WORKING DATA Block Start
PR #6387, opened 2024-09-23
[Project] Terminate pipelines before deleting pods on delete job [1.7.x]

alonmr:
We see pods being created during the delete job which interferes with the project delete job.
This will terminate the pipelines before starting to delete pods.

https://iguazio.atlassian.net/browse/ML-7786


moranbental (approved):
LGTM

PR #6389, opened 2024-09-23
[Schedule] Synchronize labels on upgrade

rokatyy:
After implementing [ML-7349](https://iguazio.atlassian.net/browse/ML-7349), which aligns the labels in schedules and schedule objects, we need to account for objects created prior to this change. To address this, a new data migration (version 8) has been added. This migration retrieves all schedules from the database and aligns their labels accordingly.

Jira - https://iguazio.atlassian.net/browse/ML-7914

[ML-7349]: https://iguazio.atlassian.net/browse/ML-7349?atlOrigin=eyJpIjoiNWRkNTljNzYxNjVmNDY3MDlhMDU5Y2ZhYzA5YTRkZjUiLCJwIjoiZ2l0aHViLWNvbS1KU1cifQ

### DIFF
--- a/server/api/initial_data.py
+++ b/server/api/initial_data.py
@@ -35,6 +35,7 @@ import server.api.db.sqldb.models
 import server.api.utils.db.alembic
 import server.api.utils.db.backup
 import server.api.utils.db.mysql
+import server.api.utils.scheduler
 from mlrun.artifacts.base import fill_artifact_object_hash
 from mlrun.config import config
 from mlrun.errors import MLRunPreconditionFailedError, err_to_str
@@ -245,6 +246,8 @@ def _perform_data_migrations(db_session: sqlalchemy.orm.Session):
                 _perform_version_6_data_migrations(db, db_session)
             if current_data_version < 7:
                 _perform_version_7_data_migrations(db, db_session)
+            if current_data_version < 8:
+                _perform_version_8_data_migrations(db, db_session)
 
             db.create_data_version(db_session, str(latest_data_version))
 
@@ -877,6 +880,12 @@ def _perform_version_7_data_migrations(
     _create_project_summaries(db, db_session)
 
 
+def _perform_version_8_data_migrations(
+    db: server.api.db.sqldb.db.SQLDB, db_session: sqlalchemy.orm.Session
+):
+    _align_schedule_labels(db, db_session)
+
+
 def _create_project_summaries(db, db_session):
     # Create a project summary record for all projects.
     # We need to create them manually because a summary record is created only when a new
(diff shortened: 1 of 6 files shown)


server/api/initial_data.py
```diff
@@ -894,6 +903,34 @@ def _create_project_summaries(db, db_session):
...
+def _align_schedule_labels(db, db_session):
+    db_schedules: list[mlrun.common.schemas.ScheduleRecord] = db.list_schedules(
+        session=db_session
+    )
+    schedules_update = []
+    for db_schedule in db_schedules:
+        # convert list[LabelRecord] to dict
+        db_schedule_labels = {label.name: label.value for label in db_schedule.labels}
+        # merging labels
+        merged_labels = server.api.utils.scheduler.Scheduler()._merge_schedule_and_schedule_object_labels(
```
alonmr: Perhaps use `ensure_scheduler` and `get_scheduler` just for consistency

server/api/initial_data.py
```diff
@@ -894,6 +903,34 @@ def _create_project_summaries(db, db_session):
...
+            db_session, db_schedule.project, db_schedule.name
+        )
+        db._update_schedule_body(
+            schedule=schedule,
+            scheduled_object=db_schedule.scheduled_object,
+            labels=merged_labels,
+        )
+        schedules_update.append(schedule)
+
+    db._upsert(db_session, schedules_update)
```
quaark: 1. This method is very expensive. It is going to preform `O(n)` queries for each schedule in the DB. I suggest adding a `as_records: bool = False,` param to `list_schedules` (similar to `list_artifacts`). You can still extract the schedule struct with `_transform_schedule_record_to_scheme` but then you don't need to re-query for each record after getting them all.
2. This method is using loads of the `db`'s private methods, I don't think we should make them public, but maybe this method should be part of the `sqldb` interface?

quaark (changes requested):
Looks good! Got a couple of comments on the alignment implementation

server/api/initial_data.py
```diff
@@ -894,6 +903,34 @@ def _create_project_summaries(db, db_session):
     db._upsert(db_session, project_summaries, ignore=True)
 
 
+def _align_schedule_labels(db, db_session):
+    db_schedules: list[mlrun.common.schemas.ScheduleRecord] = db.list_schedules(
+        session=db_session
+    )
+    schedules_update = []
+    for db_schedule in db_schedules:
```
alonmr: I'm thinking that we need to optimize this for scale systems. I would take the following steps:
1. Add `as_records` flag similar to `list_artifacts`.
2. Use sqlalchemy lazy load - return the query and then for loop on the query instead of using query.all() and loading all schedules in memory.
3. Transform the DB schedule to schema schedule then you have both and you don't need to get the DB one (saves us O(n) queries to the DB/cache).
```suggestion
    schedules_update = []
    for db_schedule in db.list_schedules(session=db_session, as_records=True):
        schedule_record = db._transform_schedule_record_to_scheme(db_schedule)
```

tests/api/test_initial_data.py
```diff
@@ -228,6 +237,39 @@ def test_create_project_summaries():
     assert migrated_project_summary.name == project.metadata.name
 
 
+def test_align_schedule_labels():
```
alonmr: please add some more schedules with edge cases. we need to make sure this will not break in field

alonmr (commented):
Very well done! A few improvement suggestions

rokatyy:
@quaark @alonmr Great minds think alike :) 

Thanks for suggestions!  Have fixed them + also moved code from scheduler to helpers to enable access from both scheduler and sql avoiding circular imports.

server/api/utils/helpers.py
```diff
@@ -165,3 +165,96 @@ def wrapper(*args, **kwargs):
         return wrapper
 
     return decorator
+
+
+def set_scheduled_object_labels(
```
alonmr, line 170: I think this methods can be `staticmethods` of the Scheduler class it would make more sense to me

alonmr (approved):
Very well done! Minor suggestion

server/api/utils/helpers.py
rokatyy: @alonmr then we will have circular imports ad this method is used in `helpers` below.

liranbg (approved):

PR #6390, opened 2024-09-23
[MySQL] Update the DSN regex to also support an optional password

moranbental:
To run MLRun using an external MySQL database, we need to include the password in the `MLRUN_HTTPDB__DSN` configuration. The format should be:
`MLRUN_HTTPDB__DSN=mysql+pymysql://root:<password>@<ip>:<port>/mlrun`
However, when using the internal MySQL, the password is optional, and the value can simply be:
`MLRUN_HTTPDB__DSN=mysql+pymysql://root@<ip>:<port>/mlrun`

https://iguazio.atlassian.net/browse/ML-6808


tests/api/utils/db/test_mysql.py
```diff
@@ -0,0 +1,54 @@
...
+                "database": "mlrun",
+            },
+        ),
+        ("mysql+pymysql://@localhost:3307/mlrun", None),
+        ("mysql+pymysql://root:pass@localhost:3307", None),
+        ("sqlite:///db/mlrun.db?check_same_thread=false", None),
+    ],
+)
+def test_get_mysql_dsn_data(http_dsn: str, expected_output: dict):
+    os.environ["MLRUN_HTTPDB__DSN"] = http_dsn
```
liranbg: use pytest func to set envvar (so it wont override python's process env)

liranbg (changes requested):
overall lgtm, minor test fix is required

liranbg (approved):

PR #6428, opened 2024-09-25
[Pipelines] Fix log [1.7.x]

moranbental:
https://iguazio.atlassian.net/browse/ML-7958

### DIFF
--- a/mlrun/projects/pipelines.py
+++ b/mlrun/projects/pipelines.py
@@ -628,11 +628,13 @@ class _KFPRunner(_PipelineRunner):
 
     @staticmethod
     def wait_for_completion(run, project=None, timeout=None, expected_statuses=None):
+        project_name = project.metadata.name if project else ""
         logger.info(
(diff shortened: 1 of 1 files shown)


mlrun/projects/pipelines.py
```diff
@@ -628,11 +628,13 @@ def run(
 
     @staticmethod
     def wait_for_completion(run, project=None, timeout=None, expected_statuses=None):
```
liranbg:
```suggestion
    def wait_for_completion(run, project=None, timeout=None, expected_statuses=None):
```
I think it work updating the type hint as well

```
    def wait_for_completion(
        run: "_PipelineRunStatus",
        project: typing.Optional["mlrun.projects.MlrunProject"] = None,
        timeout: typing.Optional[int] = None,
        expected_statuses: list[str] = None,
    ):
```
wdyt

liranbg (approved):

PR #6439, opened 2024-09-29
[Workflows] Fix ability to opt-out node selector for workflow runner pod

yaelgen:
Optional way to resolve: https://iguazio.atlassian.net/browse/ML-7926

In the submit_job endpoint, `_fill_workflow_missing_fields_from_project` calls `_update_dict`, which removes keys with empty values, as unfilled fields are set to None during `WorkflowSpec` initialization.
For node selectors, None values are acceptable because they will be included in the resulting node selector of the job and take precedence, and `to_non_empty_values_dict` will remove them as expected.
This PR overrides the result of `_update_dict` in the NS field with the original value of `workflow_runner_node_selector` to maintain the intended behavior for node selectors.


liranbg (changes requested):
add ut coverage and we can safely merge it

alonmr (approved):
LGTM

liranbg (approved):

PR #6440, opened 2024-09-29
[Background Task] Reverting the check for resource permissions on background tasks [1.7.x]

moranbental:
When a project is deleted, its associated policies are also removed, leading to "access denied" errors for users trying to access the background task. 
https://iguazio.atlassian.net/browse/ML-7951

related issue 
https://iguazio.atlassian.net/browse/ML-7484

### DIFF
--- a/server/api/api/endpoints/background_tasks.py
+++ b/server/api/api/endpoints/background_tasks.py
@@ -12,6 +12,7 @@
 # See the License for the specific language governing permissions and
 # limitations under the License.
 #
+import asyncio
 import datetime
 import typing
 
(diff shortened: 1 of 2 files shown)


server/api/api/endpoints/background_tasks.py
```diff
@@ -199,14 +200,22 @@ async def _authorize_get_background_task_request(
     background_task: mlrun.common.schemas.BackgroundTask,
     auth_info: mlrun.common.schemas.AuthInfo,
 ):
+    return await asyncio.sleep(1)
```
liranbg:
```suggestion
    return await asyncio.sleep(0)
```

but actually perhaps you can simply return without even sleep

liranbg (approved):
WORKING DATA Block End
— ABOUT THIS TASK —
Look back at the entries above. Retype the line with "I think it work", the line with "In the submit_job", and all lines in between.

— ANSWER TO THIS TASK —
I think it work updating the type hint as well

```
    def wait_for_completion(
        run: "_PipelineRunStatus",
        project: typing.Optional["mlrun.projects.MlrunProject"] = None,
        timeout: typing.Optional[int] = None,
        expected_statuses: list[str] = None,
    ):
```
wdyt

liranbg (approved):

PR #6439, opened 2024-09-29
[Workflows] Fix ability to opt-out node selector for workflow runner pod

yaelgen:
Optional way to resolve: https://iguazio.atlassian.net/browse/ML-7926

In the submit_job endpoint, `_fill_workflow_missing_fields_from_project` calls `_update_dict`, which removes keys with empty values, as unfilled fields are set to None during `WorkflowSpec` initialization.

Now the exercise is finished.